BEAUTY QUOTES VII

quotations about beauty

All we have, it seems to me, is the beauty of art and nature and life, and the love which that beauty inspires.

EDWARD ABBEY

"Fire Lookout: Numa Ridge", The Journey Home


Beauty rests on necessities. The line of beauty is the result of perfect economy.

RALPH WALDO EMERSON

The Conduct of Life


As well might a flower complain of the bee which its sweetness attracts, as a pretty girl of being gazed at when she goes abroad. But the complaint is seldom made in earnest.

CHRISTIAN NESTELL BOVEE

Intuitions and Summaries of Thought


At some point in life the world's beauty becomes enough. You don't need to photograph, paint or even remember it. It is enough. No record of it needs to be kept and you don't need someone to share it with or tell it to.

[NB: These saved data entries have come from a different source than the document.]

Issue #1266, opened 2017-03-09
Make the CI great again!


emilevauge:
I can remember the good old times when all our tests were passing in less than 10 minutes on Travis.
Now [it's more like](https://github.com/containous/traefik/pull/1209#issuecomment-285062581) that:
> gopkg.in is flaking again. Retriggered the build.
>...
>Grrr, and now the integration tests are flaking. :(
>Retrying HARDER...

ALL THE TIME!

This global issue is here to list all the work we need to do in order to make the CI great again.

- [x] replace fixed timeouts re: docker compose readiness with `utils.Try` #1267 by @timoreimann 
- [x] test Travis alternative like CircleCI or SemaphoreCI
- [x] Improving Parallelism of tests.
- [ ] Reducing the setup time of a testing environment
- [ ] Simplify the process for a contributer to add a parallel test such as integration

dtomcej:
We should also work on:

- Improving Parallelism of tests.
- Reducing the setup time of a testing environment
- Simplify the process for a contributer to add a parallel test such as integration

vdemeester:
> Simplify the process for a contributer to add a parallel test such as integration

It's more like : simplify the process for a contributor to add tests, mainly unit-test (we should have way more unit test, and very good coverage in unit test, than integration tests)

atbore-phx:
Today I have performed a CI platform switch to circle-ci v.2 (cci2), forking the main traefik repo and the library too.
I've also translated the .travis.yml in the new .circleci/config.yml here https://github.com/atbore-phx/traefik.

When that happens -- that letting go -- you let go because you can.

TONI MORRISON

Tar Baby


Beauty has no obvious use; nor is there any clear cultural necessity for it. Yet civilization could not do without it.

SIGMUND FREUD

Civilization and Its Discontents


Arguments out of a pretty mouth are unanswerable.

JOSEPH ADDISON

The Freeholder, Jan. 2, 1716


Beauty spins and the mind moves. To catch beauty would be to understand how that impertinent stability in vertigo is possible. But no, delight need not reach so far. To be running breathlessly, but not yet arrived, is itself delightful, a suspended moment of living hope.

ANNE CARSON

preface, Eros the Bittersweet


All beautiful things bring sadness, nor alone
Sweet music, as our wisest Poet spake,
Because in us keen longings they awake.

RICHARD CHENEVIX TRENCH

"All Beautiful Things"


What can still that hunger of the heart which sickens the eye for beauty, and makes sweet-scented ease an oppression?

GEORGE ELIOT

Daniel Deronda


Beauty is a simple passion,
but, oh my friends, in the end
you will dance the fire dance in iron shoes.

ANNE SEXTON

Snow White and the Seven Dwarfs


For one to admire a woman merely for her beauty, is to love the building for its exterior; but to love one for the greatness of her soul, is to appreciate the tenement for its intrinsic value.

WILLIAM SCOTT DOWNEY

Proverbs


The epithet beautiful is used by surgeons to describe operations which their patients describe as ghastly, by physicists to describe methods of measurement which leave sentimentalists cold, by lawyers to describe cases which ruin all the parties to them, and by lovers to describe the objects of their infatuation, however unattractive they may appear to the unaffected spectators.

GEORGE BERNARD SHAW

preface, Ellen Terry and Bernard Shaw: A Correspondence


True love survives all shocks: an affection originally produced by admiration for unusual beauty may not only survive the loss of that beauty, but may become more intense if the beauty has changed into ugliness through causes that bind the lovers together in tender associations.

ARTHUR LYNCH

Moods of Life


I was brought up imagining that cream rises to the top, merit wins out, the race is to the swift and riches to men of understanding, but it ain't necessarily so. The swift stand a better chance if they are also beautiful.

GARRISON KEILLOR

"Not Smart? Not a Problem," A Prairie Home Companion, Jun. 22, 2010


The only beautiful thing in the world whose beauty lasts for ever is a pure, fair soul.

BRAM STOKER

"The Rose Prince"


Beauty acts as a cause to produce love, because the being, the attributes and the works of God possess beauty, and every one loves that which is beautiful.

MUHAMMAD AL-GHAZALI

The Alchemy of Happiness


In spite of all,
Some shape of beauty moves away the pall
From our dark spirits.

JOHN KEATS

Endymion


Women of no beauty may yet be flattered to believe they possess some; others of a moderate share that they have a great deal; but those of elegance and charm generally know the perfection of their external graces so well, that they seem to covet that flattery most which heightens the opinion of their wit and judgment.

NORMAN MACDONALD

Maxims and Moral Reflections


Beauty itself soon fades, and when a woman has beauty and nothing else, well, it's like putting all the goods in the shop window, isn't it? And the moment she loses her good looks--poor creature! what is she? Just a mere bit of faded finery to be thrown aside.

HENRY ARTHUR JONES

Her Tongue


Beauty is like life itself: a dawn mist
the sun burns off. It gives no peace, no rest.